------ THE INPUT

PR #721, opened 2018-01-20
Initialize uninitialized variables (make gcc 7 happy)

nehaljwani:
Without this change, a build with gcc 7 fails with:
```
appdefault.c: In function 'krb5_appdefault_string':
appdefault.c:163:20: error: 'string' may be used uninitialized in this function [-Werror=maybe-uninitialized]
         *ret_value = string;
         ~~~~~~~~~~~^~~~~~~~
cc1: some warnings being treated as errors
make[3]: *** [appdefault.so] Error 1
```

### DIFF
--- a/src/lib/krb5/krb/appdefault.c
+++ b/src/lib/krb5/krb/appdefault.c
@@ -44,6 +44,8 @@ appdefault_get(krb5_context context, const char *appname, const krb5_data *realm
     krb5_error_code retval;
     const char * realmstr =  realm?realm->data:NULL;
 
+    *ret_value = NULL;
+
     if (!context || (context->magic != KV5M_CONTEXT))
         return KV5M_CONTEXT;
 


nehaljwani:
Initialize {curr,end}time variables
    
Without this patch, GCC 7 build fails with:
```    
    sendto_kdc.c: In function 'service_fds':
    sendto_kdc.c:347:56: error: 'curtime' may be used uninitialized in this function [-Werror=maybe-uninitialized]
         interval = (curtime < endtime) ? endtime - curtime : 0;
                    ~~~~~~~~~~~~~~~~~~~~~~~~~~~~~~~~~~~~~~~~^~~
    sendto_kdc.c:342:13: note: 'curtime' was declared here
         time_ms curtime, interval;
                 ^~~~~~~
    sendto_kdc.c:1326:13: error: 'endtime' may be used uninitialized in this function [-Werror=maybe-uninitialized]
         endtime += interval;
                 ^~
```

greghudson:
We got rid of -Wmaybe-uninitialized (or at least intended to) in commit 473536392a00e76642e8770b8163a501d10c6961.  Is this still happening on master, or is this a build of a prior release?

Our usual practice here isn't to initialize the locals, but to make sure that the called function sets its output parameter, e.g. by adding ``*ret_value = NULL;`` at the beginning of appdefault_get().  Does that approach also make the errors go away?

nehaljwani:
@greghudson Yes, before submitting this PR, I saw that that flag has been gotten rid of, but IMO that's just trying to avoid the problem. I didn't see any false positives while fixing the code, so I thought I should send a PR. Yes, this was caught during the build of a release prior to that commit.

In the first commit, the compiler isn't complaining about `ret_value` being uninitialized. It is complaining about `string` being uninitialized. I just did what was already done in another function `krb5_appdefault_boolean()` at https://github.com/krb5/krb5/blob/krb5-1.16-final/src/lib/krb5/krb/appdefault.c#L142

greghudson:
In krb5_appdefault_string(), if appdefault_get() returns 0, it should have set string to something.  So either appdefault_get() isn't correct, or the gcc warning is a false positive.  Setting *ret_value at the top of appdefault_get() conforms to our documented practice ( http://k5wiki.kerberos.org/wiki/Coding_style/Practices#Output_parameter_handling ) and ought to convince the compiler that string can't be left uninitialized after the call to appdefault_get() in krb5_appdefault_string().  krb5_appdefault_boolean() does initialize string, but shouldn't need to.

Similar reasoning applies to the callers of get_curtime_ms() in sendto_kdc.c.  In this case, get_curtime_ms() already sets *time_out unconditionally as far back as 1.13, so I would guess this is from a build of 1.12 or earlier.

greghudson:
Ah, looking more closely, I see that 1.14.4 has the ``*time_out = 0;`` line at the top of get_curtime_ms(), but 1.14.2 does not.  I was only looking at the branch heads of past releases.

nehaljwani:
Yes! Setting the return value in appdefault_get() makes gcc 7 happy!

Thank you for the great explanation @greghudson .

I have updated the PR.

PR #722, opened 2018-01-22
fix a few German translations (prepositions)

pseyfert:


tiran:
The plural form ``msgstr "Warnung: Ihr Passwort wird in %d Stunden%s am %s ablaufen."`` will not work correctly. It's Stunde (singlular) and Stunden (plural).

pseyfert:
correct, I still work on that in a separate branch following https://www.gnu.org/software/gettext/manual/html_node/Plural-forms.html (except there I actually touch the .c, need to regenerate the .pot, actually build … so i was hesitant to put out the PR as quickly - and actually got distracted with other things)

------------
------ THE INPUT

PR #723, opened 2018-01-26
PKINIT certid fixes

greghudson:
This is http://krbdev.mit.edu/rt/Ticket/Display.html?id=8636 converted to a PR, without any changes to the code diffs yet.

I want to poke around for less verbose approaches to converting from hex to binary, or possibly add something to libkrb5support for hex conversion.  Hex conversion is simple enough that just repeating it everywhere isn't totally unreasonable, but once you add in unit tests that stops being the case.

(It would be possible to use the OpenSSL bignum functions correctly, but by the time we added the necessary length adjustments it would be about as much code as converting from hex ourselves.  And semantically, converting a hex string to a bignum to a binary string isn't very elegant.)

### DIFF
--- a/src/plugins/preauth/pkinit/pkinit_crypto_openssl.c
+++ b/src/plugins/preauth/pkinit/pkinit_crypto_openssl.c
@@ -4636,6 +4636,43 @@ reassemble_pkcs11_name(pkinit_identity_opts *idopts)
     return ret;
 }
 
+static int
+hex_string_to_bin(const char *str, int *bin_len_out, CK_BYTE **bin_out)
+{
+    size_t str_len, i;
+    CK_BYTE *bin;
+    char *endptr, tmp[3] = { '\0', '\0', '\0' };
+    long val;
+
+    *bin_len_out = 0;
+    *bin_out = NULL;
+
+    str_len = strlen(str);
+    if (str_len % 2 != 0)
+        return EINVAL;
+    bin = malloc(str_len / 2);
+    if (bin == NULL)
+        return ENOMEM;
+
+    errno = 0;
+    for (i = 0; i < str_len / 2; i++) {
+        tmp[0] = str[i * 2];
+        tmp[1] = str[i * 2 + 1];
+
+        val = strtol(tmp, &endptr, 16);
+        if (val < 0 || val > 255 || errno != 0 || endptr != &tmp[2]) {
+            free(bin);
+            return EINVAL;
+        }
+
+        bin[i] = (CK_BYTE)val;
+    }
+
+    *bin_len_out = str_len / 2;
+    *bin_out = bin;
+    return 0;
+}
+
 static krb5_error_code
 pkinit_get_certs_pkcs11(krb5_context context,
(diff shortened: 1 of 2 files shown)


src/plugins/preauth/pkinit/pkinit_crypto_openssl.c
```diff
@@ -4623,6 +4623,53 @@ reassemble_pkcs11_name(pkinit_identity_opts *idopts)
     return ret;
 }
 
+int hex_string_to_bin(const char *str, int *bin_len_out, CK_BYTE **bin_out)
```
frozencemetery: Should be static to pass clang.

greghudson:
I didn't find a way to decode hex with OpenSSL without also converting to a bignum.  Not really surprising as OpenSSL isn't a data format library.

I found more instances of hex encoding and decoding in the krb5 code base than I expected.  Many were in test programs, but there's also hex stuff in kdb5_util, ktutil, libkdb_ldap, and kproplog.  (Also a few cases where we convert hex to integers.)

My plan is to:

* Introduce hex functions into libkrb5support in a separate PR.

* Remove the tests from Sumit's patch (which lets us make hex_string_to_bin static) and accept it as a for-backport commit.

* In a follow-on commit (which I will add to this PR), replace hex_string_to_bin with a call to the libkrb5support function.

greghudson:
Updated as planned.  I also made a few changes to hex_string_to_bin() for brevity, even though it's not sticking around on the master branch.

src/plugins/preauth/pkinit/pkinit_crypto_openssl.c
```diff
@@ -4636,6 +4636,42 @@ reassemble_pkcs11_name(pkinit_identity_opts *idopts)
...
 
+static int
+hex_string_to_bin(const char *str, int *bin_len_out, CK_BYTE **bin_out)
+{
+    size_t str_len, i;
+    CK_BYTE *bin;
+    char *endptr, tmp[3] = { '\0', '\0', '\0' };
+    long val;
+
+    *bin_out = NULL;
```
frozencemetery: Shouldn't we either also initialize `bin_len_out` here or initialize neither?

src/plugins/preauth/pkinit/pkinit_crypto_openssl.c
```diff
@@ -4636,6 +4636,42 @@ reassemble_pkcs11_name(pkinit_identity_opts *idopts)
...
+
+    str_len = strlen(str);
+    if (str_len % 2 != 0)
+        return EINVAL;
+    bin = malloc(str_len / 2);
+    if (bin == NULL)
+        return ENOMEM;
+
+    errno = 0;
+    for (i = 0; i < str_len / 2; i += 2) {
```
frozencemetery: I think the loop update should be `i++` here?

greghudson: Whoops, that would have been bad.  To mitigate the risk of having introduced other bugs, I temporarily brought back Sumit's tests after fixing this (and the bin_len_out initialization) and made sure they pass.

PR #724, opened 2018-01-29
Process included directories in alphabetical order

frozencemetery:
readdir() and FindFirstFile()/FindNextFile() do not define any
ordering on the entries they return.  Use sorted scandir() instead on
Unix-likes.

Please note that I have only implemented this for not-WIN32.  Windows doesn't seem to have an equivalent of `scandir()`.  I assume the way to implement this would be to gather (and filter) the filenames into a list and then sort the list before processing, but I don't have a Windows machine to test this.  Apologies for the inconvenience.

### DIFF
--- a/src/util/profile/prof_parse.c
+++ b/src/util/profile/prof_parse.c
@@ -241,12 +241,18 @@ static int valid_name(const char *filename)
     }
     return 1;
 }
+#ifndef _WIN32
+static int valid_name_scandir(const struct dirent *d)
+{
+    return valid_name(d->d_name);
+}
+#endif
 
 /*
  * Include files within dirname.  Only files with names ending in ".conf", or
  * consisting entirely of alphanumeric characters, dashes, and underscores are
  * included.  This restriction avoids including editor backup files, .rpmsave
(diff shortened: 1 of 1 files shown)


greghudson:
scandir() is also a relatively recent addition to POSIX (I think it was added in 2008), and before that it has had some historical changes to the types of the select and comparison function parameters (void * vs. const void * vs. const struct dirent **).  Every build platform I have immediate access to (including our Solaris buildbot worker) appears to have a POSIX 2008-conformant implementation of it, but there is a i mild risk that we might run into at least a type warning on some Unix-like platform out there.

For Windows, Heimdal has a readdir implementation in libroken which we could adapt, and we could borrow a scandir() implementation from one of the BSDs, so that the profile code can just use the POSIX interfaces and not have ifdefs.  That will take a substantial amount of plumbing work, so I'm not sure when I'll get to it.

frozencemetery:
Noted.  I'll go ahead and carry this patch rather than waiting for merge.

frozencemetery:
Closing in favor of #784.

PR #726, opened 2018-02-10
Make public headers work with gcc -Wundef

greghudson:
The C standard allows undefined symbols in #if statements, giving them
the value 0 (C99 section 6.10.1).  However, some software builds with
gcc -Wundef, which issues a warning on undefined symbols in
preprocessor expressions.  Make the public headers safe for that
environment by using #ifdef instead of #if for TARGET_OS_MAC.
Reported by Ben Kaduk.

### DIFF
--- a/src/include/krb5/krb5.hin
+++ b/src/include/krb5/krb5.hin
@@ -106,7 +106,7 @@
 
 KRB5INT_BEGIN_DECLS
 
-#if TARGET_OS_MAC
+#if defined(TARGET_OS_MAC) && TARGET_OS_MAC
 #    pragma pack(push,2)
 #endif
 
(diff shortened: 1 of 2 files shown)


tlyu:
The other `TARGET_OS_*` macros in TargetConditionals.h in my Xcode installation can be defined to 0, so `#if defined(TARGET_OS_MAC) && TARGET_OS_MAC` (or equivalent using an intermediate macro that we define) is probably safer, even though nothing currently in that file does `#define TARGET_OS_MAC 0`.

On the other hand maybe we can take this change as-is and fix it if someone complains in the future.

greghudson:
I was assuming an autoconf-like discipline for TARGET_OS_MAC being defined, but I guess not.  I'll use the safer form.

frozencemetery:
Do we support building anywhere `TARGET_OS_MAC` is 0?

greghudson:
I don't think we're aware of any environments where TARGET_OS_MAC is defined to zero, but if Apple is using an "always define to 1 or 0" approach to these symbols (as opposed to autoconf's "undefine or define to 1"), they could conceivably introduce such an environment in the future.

------------

## ACTION ITEM
For each line of the listing that holds the word "endtime", show that line.

## REPLY
         interval = (curtime < endtime) ? endtime - curtime : 0;
    sendto_kdc.c:1326:13: error: 'endtime' may be used uninitialized in this function [-Werror=maybe-uninitialized]
         endtime += interval;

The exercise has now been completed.